Centrifuge [CFG] strengthened its position among the leading tokenized stock platforms. Its Total Value Locked (TVL) still trailed Securitize and Ondo Finance [ONDO].

CFG climbed more than 11% over the past 24 hours despite the SEC delaying tokenized stock trading approvals.

Even so, the token’s daily trading volume dropped 36% to around $25 million, according to CoinMarketCap.

Why is demand rising on Centrifuge?

Data from Centrifuge suggested demand growth continued outpacing capital inflows.

Total Asset Holders rose 1.7% this week to 801,499. At the same time, Total Stablecoin Holders climbed 1.4% to around 256.61 million.

The total number of CFG holders also reached a record 10,150, while Total Unique Addresses stood at 23,008 at press time.

On the other hand, Distributed Asset Value increased only 1% to $34.02 billion. Total Stablecoin Value gained just 0.1% to $305.27 billion.

Source: Centrifuge/X

This gap between holder growth and asset value suggested user demand remained ahead of capital expansion. That trend also hinted that tokenized assets were gradually integrating into platforms that users already transact on.

Why is DEX activity surging?

Apart from holder growth, daily DEX activity also reached new all-time highs.

For example, Uniswap’s [UNI] DEX volume for tokenized S&P 500 [deSPXA] climbed to $1.80 million. That was nearly ten times higher than Aerodrome Finance’s [AERO] $189,000 volume.

CentrifugeCFGCentrifugeCFG
Source: Dune Analytics

In total, Centrifuge’s deSPXA DEX volume surpassed $21.22 million despite the SEC delaying its tokenization decision.

Other tokenized assets, including JTRSY, JAAA, and ACDRX, held larger TVL than deSPXA. As a result, they also generated higher DEX volume.

Can CFG reclaim its ATH this week?

The weekly candle still needed to close near $0.30 to improve the chances of reclaiming CFG’s $0.35 peak. If that happens, Centrifuge could extend its rally next week.

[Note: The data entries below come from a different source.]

PR #624, opened 2024-01-04
feat: support deserializing to memoryview

SunDoge:
The implementation enables zero-copy functionality when decoding msgpack by supporting deserialization directly to a memoryview. This is very useful for decoding large numpy array.

### DIFF
--- a/docs/source/api.rst
+++ b/docs/source/api.rst
@@ -150,6 +150,7 @@ Inspect
 .. autoclass:: StrType
 .. autoclass:: BytesType
 .. autoclass:: ByteArrayType
+.. autoclass:: MemoryViewType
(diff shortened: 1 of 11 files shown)


jcrist:
Thanks for the PR! I've taken the liberty to finish it up - adding support for new types needs to be done in several places.

Note that zero-copy deserialization of buffers can also be handled through [Ext](https://jcristharif.com/msgspec/extending.html#defining-a-custom-extension-messagepack-only) types. When decoding an `Ext`, the buffer passed to `ext_hook` is a `memoryview` into the original backing message. This was intended to support decoding large buffer-backed objects (like numpy arrays) in a zero-copy fashion.

PR #687, opened 2024-05-15
Preserve typing args when inspecting custom types

dcwatson:
The other inspected types carry through the typing args, seems like custom types should as well. My specific use-case is wanting to use `msgspec.inspect.type_info` on `Struct`s which may have custom `Generic` members, without having to augment it with a separate call to `msgspec.structs.fields` and parsing out the type info myself.

### DIFF
--- a/msgspec/inspect.py
+++ b/msgspec/inspect.py
@@ -1002,4 +1002,4 @@ class _Translator:
             )
             return out
         else:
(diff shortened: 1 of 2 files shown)


xiaohuanshu:
this is very useful, why wasn't it merged.
maybe should add both cls and original type in CustomType

Issue #683, opened 2024-05-08
Support numeric constraints for Decimal values


corentin-regent:
### Description

I am currently using msgspec for parsing financial (cryptocurrency) data from various exchanges. Precision in this context is crucial, so I use [Decimal](https://docs.python.org/3/library/decimal.html#decimal-objects) values quite a lot. Though for safety and documentation, I would also like to set [constraints](https://jcristharif.com/msgspec/constraints.html) for these values, however msgspec currently does not support it.

Supporting numeric constraints for the `Decimal` type would add consistency with the `int` and `float` types:

```python
>>> msgspec.json.decode('123.456', type=Annotated[float, Meta(gt=0)])
123.456
>>> msgspec.json.decode('123.456', type=Annotated[Decimal, Meta(gt=0)])
TypeError: Can only set `gt` on a numeric type - type `typing.Annotated[decimal.Decimal, msgspec.Meta(gt=0)]` is invalid
```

The daily chart showed CFG respecting an ascending trendline support since launch. However, price continued consolidating near recent highs.

CFGCFG
Source: CFG/USDT on TradingView

At the same time, MACD bars just turned green, suggesting buyer momentum started strengthening.

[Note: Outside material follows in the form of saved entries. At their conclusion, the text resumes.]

Issue #695, opened 2024-05-28
msgspec.json.decode parsing a float value


Oakington:
### Description

msgspec==0.18.6
python 3.8.10
Very odd behavior. Parsing of a stringified JSON with a float value results in the following

`
import json
import msgspec
x = '{"a": 3322.1755149730398}'
msgspec.json.decode(x)
>{'a': 9.871031767461413e-178}

json.loads(x)
>{'a': 3322.1755149730398}
`

jcrist:
Thanks for opening this. I'm unable to reproduce the issue, I suspect this is platform specific. Here's what I see on an x86 linux machine:

```python
In [1]: import msgspec

In [2]: msg = '{"a": 3322.1755149730398}'

In [3]: msgspec.json.decode(msg)
Out[3]: {'a': 3322.1755149730398}
```

Can you provide some extra platform information (OS, hardware, etc...)? The following script should output some relevant info:

```python
import platform
import sys

uname = platform.uname()

print(f"python: {platform.python_version()}")
for attr in ["machine", "processor", "system", "release"]:
    print(f"{attr}: {getattr(uname, attr)}")
print(f"libc: {platform.libc_ver()}")
print(f"byteorder: {sys.byteorder}")
```

Oakington:
python: 3.8.10
machine: AMD64
processor: Intel64 Family 6 Model 165 Stepping 2, GenuineIntel
system: Windows
release: 10
libc: ('', '')
byteorder: little

jcrist:
Hmmm, we do test on a platform that _should_ be similar enough to this one to catch errors. A few more questions:

- How did you install `msgspec`? Did you install it with `pip` from pypi? Using conda? Something else?
- Do you know if you used a prebuilt wheel for your platform (as available on pypi or through conda), or did you compile it yourself from source?

Oakington:
Installed via pip. I don't know if it was a prebuilt as I just updated my venv to 3.11, upgraded pip wheel and setuptools, re-installed msgspec and it's now working.....Very strange. Let me see if I can go back and get specific builtins versions....Will update shortly.

Oakington:
OK, reproduced with the following details. Let me know if there's anything else I can provide to track this down.

`python`
`Python 3.8.10 (tags/v3.8.10:3d8993a, May  3 2021, 11:34:34) [MSC v.1928 32 bit (Intel)] on win32`
`py -m pip --version `
[...]

PR #696, opened 2024-05-28
Error when compiling for 32-bit windows builds

jcrist:
Add a build time error that would have caught #695.

### DIFF
--- a/setup.py
+++ b/setup.py
@@ -1,9 +1,28 @@
+import sys
 import os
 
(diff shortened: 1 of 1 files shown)


jcrist:
FWIW we _could_ support windows 32 with some testing and bugfixes. But given it's 2024 I don't expect that platform to have much use and supporting it would cost some devtime. A compile-time error for now seems simpler.

PR #700, opened 2024-06-06
Improve `Meta` overloads

adriangb:
Also add some overloads to Meta to make it more type safe so e.g. `Meta(gt=0, pattern=r'abc')` is not allowed


sobolevn:
I will finish this :)

Siyet (approved):
The overloads look right. I checked them against the runtime constraint validation across the full combination matrix (single constraints, every `gt`/`ge` x `lt`/`le` pairing, numeric mixed with `pattern`/`min_length`/`max_length`/`tz`, and metadata-only) and the type-checker verdict matches `Meta.__init__`'s runtime `ValueError`s exactly, with no false positives or negatives: every combo the runtime rejects is a `call-overload` error, and every runtime-valid combo type-checks. mypy and pyrefly are both clean on `basic_typing_examples.py`; pyright is covered by CI plus the inline ignore markers. Nice that this lifts the runtime checks to type-check time.

One coordination note: #1116 (open) also edits the `from typing_extensions import ...` line (it adds `disjoint_base`), so whichever of these two lands second will need a trivial one-line rebase on that import.

Approving. One scope question, since the title mentions PEP 746: this diff is the type-safe `Meta` constructor overloads only, not the `Annotated`-metadata (`__supertype__`) side of PEP 746. Is that part still planned here, or is this PR now just the constructor overloads?

sobolevn:
Yes, I renamed the PR. Full PEP-746 support is comming later on, I am working on it :)

PR #709, opened 2024-07-12
Fix memory leak in Raw.copy().

tjgq:
Raw_New borrows a reference to its PyBytesObject argument, so Raw_Copy must still dispose of it.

The Cumulative Volume Delta (CVD) remained red, showing sellers still held some control. Even so, weakening sell pressure hinted that bears could be losing momentum.

If bulls reclaim the $0.30-$0.32 range, CFG could retest $0.35. For now, the bullish structure remains intact unless the ascending trendline breaks.


Final Summary

  • Centrifuge rallies by more than 11% as demand surpasses capital inflow from assets and stablecoins. 
  • CFG aims to reclaim its peak value of $0.35 unless the price breaks below the ascending trendline.